__Task goal__.
Beginning with the first line, transcribe the entries below exactly through the line containing "## Description", inclusive.

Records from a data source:
PR #206, opened 2023-06-23
Remove HF cache from CI + Remove `slow` test marker

shadeMe:
## Description

Since we've now switched to small testing models for our tests, we no longer need to worry about the overhead of downloading them from the Hugging Face Hub during CI. So, we can remove the `cache` action from CI (which was incidentally making things harder to test when one needed to update a cached model's config).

__Answer below__.
PR #206, opened 2023-06-23
Remove HF cache from CI + Remove `slow` test marker

shadeMe:
## Description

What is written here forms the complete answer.